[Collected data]
::::::::
PR #692, opened 2022-06-13
Improve --parameters usability

A-Walrus:
The example command in the readme didn't work so I fixed it. Also added trimming of white-space to allow spaces before/after commas and equal signs.


hannobraun (approved):
Thank you, @A-Walrus, nice changes!

Issue #697, opened 2022-06-18
Try to abolish `Shape`


hannobraun:
`Shape` is the central data structure that `fj-kernel` uses to store the objects that make up a shape. It was initially introduced for the following reasons:

- **Validation:** Storing objects in a central location gives you a point where you can implement validation logic. I'm confident that there are solutions to achieve validation without `Shape` though (see #696).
::::::::
● Your assignment:
A word-for-word transcription of all the data is needed.

● Written response:
PR #692, opened 2022-06-13
Improve --parameters usability

A-Walrus:
The example command in the readme didn't work so I fixed it. Also added trimming of white-space to allow spaces before/after commas and equal signs.


hannobraun (approved):
Thank you, @A-Walrus, nice changes!

Issue #697, opened 2022-06-18
Try to abolish `Shape`


hannobraun:
`Shape` is the central data structure that `fj-kernel` uses to store the objects that make up a shape. It was initially introduced for the following reasons:

- **Validation:** Storing objects in a central location gives you a point where you can implement validation logic. I'm confident that there are solutions to achieve validation without `Shape` though (see #696).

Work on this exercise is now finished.